● Provided information
○ ○ ○ ○ ○
PR #1611, opened 2026-05-04
OCPEDGE-2604, OCPEDGE-2605: feat: add update-fencing-credentials.sh script for TNF fencing credentials rotation

fracappa:
Introduces a bash script to update fencing credentials (BMC username, password, address) in both pacemaker stonith devices and the corresponding Kubernetes secret. Registered in ScriptController for TNF-only deployment.

## Summary by CodeRabbit

* **New Features**
  * Added an automated fencing credential update utility for supported etcd topologies to update Pacemaker stonith settings, upsert fencing credentials, verify access, and check Pacemaker health.

* **Tests**
  * Expanded tests to validate topology-dependent inclusion of the fencing credential utility in generated script bundles.

* **Documentation**
  * Added user-facing guidance on running the utility, parameters, usage methods, and security considerations.

### DIFF
--- a/bindata/etcd/update-fencing-credentials.sh
+++ b/bindata/etcd/update-fencing-credentials.sh
@@ -1,0 +1,177 @@
+#!/usr/bin/env bash
+
+### Created by cluster-etcd-operator. DO NOT edit.
+
+set -o errexit
+set -o pipefail
+set -o errtrace
+
+if [[ $EUID -ne 0 ]]; then
+    echo "This script must be run as root"
+    exit 1
+fi
+
+function source_required_dependency {
+    local src_path="$1"
+    if [ ! -f "${src_path}" ]; then
+        echo "required dependencies not found, please ensure this script is run on a node with a functional etcd static pod"
+        exit 1
+    fi
+    # shellcheck disable=SC1090
+    source "${src_path}"
+}
+
+source_required_dependency /etc/kubernetes/static-pod-resources/etcd-certs/configmaps/etcd-scripts/etcd.env
+source_required_dependency /etc/kubernetes/static-pod-resources/etcd-certs/configmaps/etcd-scripts/etcd-common-tools
+
+function usage {
+    echo "Usage: update-fencing-credentials.sh --node <name> --username <user> --password <password> --address <redfish-url> [--ssl-insecure]"
+    exit 1
+}
+
+function redact_credentials {
+    local input
+    input=$(cat)
+    input="${input//${USERNAME}/****}"
+    input="${input//${PASSWORD}/****}"
+    printf '%s\n' "${input}"
+}
+
+NODE=""
+USERNAME=""
+PASSWORD=""
+ADDRESS=""
+SSL_INSECURE=false
+
+while [[ $# -gt 0 ]]; do
+    case "$1" in
+        --node)     NODE="$2";      shift 2 ;;
+        --username) USERNAME="$2";  shift 2;;
+        --password) PASSWORD="$2";  shift 2;;
+        --address)  ADDRESS="$2";   shift 2;;
+        --ssl-insecure) SSL_INSECURE=true;  shift ;;
+        *) usage ;;
+    esac
+done
+
+if [ -z "${NODE}" ] || [ -z "${USERNAME}" ] || [ -z "${PASSWORD}" ] || [ -z "${ADDRESS}" ]; then
+    usage
+fi
+
+# mirrors getFencingConfig in pkg/tnf/pkg/pcs/fencing.go
+if [[ "${ADDRESS}" != *redfish* ]]; then
+    echo "Address does not contain a valid redfish URL: ${ADDRESS}"
+    exit 1
+fi
+
+# strip the redfish+ prefix scheme (e.g. redfish+https://... -> https://..)
+PARSED_URL="${ADDRESS#redfish+}"
+
+# Parse IPv6 (bracketed) vs IPv4/hostname
+if [[ "${PARSED_URL}" =~ ^https?://\[([^]]+)\](:([0-9]+))?(/.*)? ]]; then
+    REDFISH_HOST="${BASH_REMATCH[1]}"
+    REDFISH_PORT="${BASH_REMATCH[3]}"
+    REDFISH_PATH="${BASH_REMATCH[4]}"
+    REDFISH_IP="[${REDFISH_HOST}]"
+else
+    REDFISH_HOST=$(echo "${PARSED_URL}" | sed -E 's|https?://([^/:]+).*|\1|')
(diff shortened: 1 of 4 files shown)


bindata/etcd/update-fencing-credentials.sh
```diff
@@ -0,0 +1,160 @@
...
+    ipport="${REDFISH_PORT}" \
+    systems_uri="${REDFISH_PATH}" \
+    ssl_insecure="${SSL_INSECURE_VAL}" \
+    --wait=120 2>&1 > /dev/null) || true
+
+# stderr must contain "is running"
+if [[ "${STDERR}" != *"is running"* ]]; then
+    echo "Failed to update stonith device ${DEVICE_ID}: ${STDERR}"
+    exit 1
+fi
```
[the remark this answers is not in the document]
fracappa: ` 2>&1 > /dev/null `does not discard both streams:

- `2>&1` — stderr goes to the capture pipe (where stdout currently points)
- `> /dev/null `— stdout then goes to /dev/null

So STDERR correctly captures only stderr, and stdout is discarded. The work proved it works on dev-scripts environment.

fonta-rh (commented):
Three findings from review — all actionable, noise filtered out.

Summary:
1. **`redact_credentials` can leak passwords** when credentials contain sed metacharacters (`/`, `&`, `\`)
2. **`oc apply` failure needs explicit error handling** — STONITH is already updated at that point and the user needs to know
3. **Documentation step ordering is wrong** — pre-flight validation is listed as step 5 (post-mutation) but happens at step 3 (pre-mutation)

bindata/etcd/update-fencing-credentials.sh
```diff
@@ -0,0 +1,167 @@
...
+
+function usage {
+    echo "Usage: update-fencing-credentials.sh --node <name> --username <user> --password <password> --address <redfish-url> [--ssl-insecure]"
+    exit 1
+}
+
+function redact_credentials {
+    sed -e "s/${USERNAME}/****/g" -e "s/${PASSWORD}/****/g"
+}
+
```
fonta-rh, line 39: `USERNAME` and `PASSWORD` are interpolated directly into a `sed` substitution with `/` as the delimiter. BMC passwords commonly contain `/`, `&`, or `\`.

**Concrete failure scenario:**

- On line 108 (`echo ... | redact_credentials`): `pipefail` + `errexit` aborts the script with an unhelpful sed error, swallowing the actual pre-flight error context.
- On line 119 (`$(echo "${STDERR}" | redact_credentials)` inside string interpolation): `errexit` does not apply inside `$()` in bash — sed fails silently and **credentials are printed unredacted** to the terminal.

**Suggested fix** — use bash parameter expansion, which handles all special characters:

```bash
function redact_credentials {
    local input
    input=$(cat)
    input="${input//${USERNAME}/****}"
    input="${input//${PASSWORD}/****}"
    printf '%s\n' "${input}"
}
```

bindata/etcd/update-fencing-credentials.sh
```diff
@@ -0,0 +1,167 @@
...
+    --wait=120 2>&1 > /dev/null) || true
+
+# stderr must contain "is running"
+if [[ "${STDERR}" != *"is running"* ]]; then
+    echo "Failed to update stonith device ${DEVICE_ID}: $(echo "${STDERR}" | redact_credentials)"
+    exit 1
+fi
+echo "Stonith device ${DEVICE_ID} updated successfully"
+
+SECRET_NAME="fencing-credentials-${NODE}"
```
fonta-rh, line 135: At this point, the STONITH device has already been updated with new credentials (line 113). If this `oc apply` pipeline fails (API server unreachable, RBAC, quota), `errexit` aborts the script with a raw `oc` error and no context about the now-inconsistent state.

The user doesn't know that:
- STONITH has the **new** credentials
- The secret still has the **old** credentials
- The CEO operator may overwrite STONITH back to old creds on next reconciliation

Keeping the current order (STONITH first) is correct — credential rotation must work even without API access. But the failure path needs explicit handling:

```bash
if ! oc create secret generic "${SECRET_NAME}" \
    --namespace="${NAMESPACE}" \
    --from-literal=address="${ADDRESS}" \
    --from-literal=username="${USERNAME}" \
    --from-literal=password="${PASSWORD}" \
    --from-literal=certificateVerification="${CERT_VERIFICATION}" \
    --dry-run=client -o yaml | oc apply -f -; then
    echo "WARNING: Stonith device ${DEVICE_ID} was updated successfully,"
    echo "but the Kubernetes secret could not be updated."
    echo "The CEO operator may revert the stonith device on next reconciliation."
    echo "When API access is restored, re-run this script to update the secret."
    exit 1
fi
```

docs/update-fencing-credentials.md
```diff
@@ -0,0 +1,103 @@
...
+## What the script does
+
+1. **Validates prerequisites** -- checks root privileges, required dependency files (`etcd.env`, `etcd-common-tools`), and all required
+arguments.
+
+2. **Parses the Redfish URL** -- extracts host, port, and API path from the `--address` value; strips the `redfish+` scheme prefix.
+
+3. **Updates the Pacemaker stonith device** -- runs `pcs stonith update <node>_redfish` with the new credentials (username, password, ip, ipport,
+systems_uri, ssl_insecure) and waits up to 120 seconds for the update to apply.
+
```
fonta-rh, line 70: The step ordering here doesn't match the script. The script does pre-flight validation (runs `fence_redfish` with the new credentials) **before** any mutations — between steps 2 and 3 as documented here. The doc lists it as step 5, after STONITH and secret updates.

This matters because the current doc implies a dangerous design (mutate then verify), when the script actually has a safe design (verify then mutate).

**Suggested fix** — reorder to match the script:

1. Validates prerequisites
2. Parses the Redfish URL
3. **Pre-flight validation** — runs `fence_redfish` with the new credentials to confirm they work before making any changes
4. Updates the Pacemaker stonith device
5. Creates or updates the Kubernetes secret
6. Checks Pacemaker health

Also change "updated credentials" to "new credentials" — nothing has been updated at the point where validation runs.

fracappa:
@fonta-rh thanks for the feedbacks!

All your comments should be addressed now! :smile:

fonta-rh (approved):
All three comments addressed — LGTM.

- `redact_credentials` now uses bash parameter expansion instead of sed — safe for metacharacters
- `oc apply` failure path has explicit state warning and remediation hint
- Documentation step ordering matches the script's actual execution flow

/lgtm

dusk125:
I understand that the CEO helps manage the TNF transition, but I'm concerned with non-etcd related items making their way into this operator because of that reason. I worry that this will balloon because "the CEO is where X happens and it's tightly coupled with Y", which leads to "the CEO is where Y happens and it's tightly coupled to Z, etc."

I would prefer this live in a different project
○ ○ ○ ○ ○
● What to do
Find how many lines in the material above contain "passwords", and answer with that number only.

● Answer to the problem
2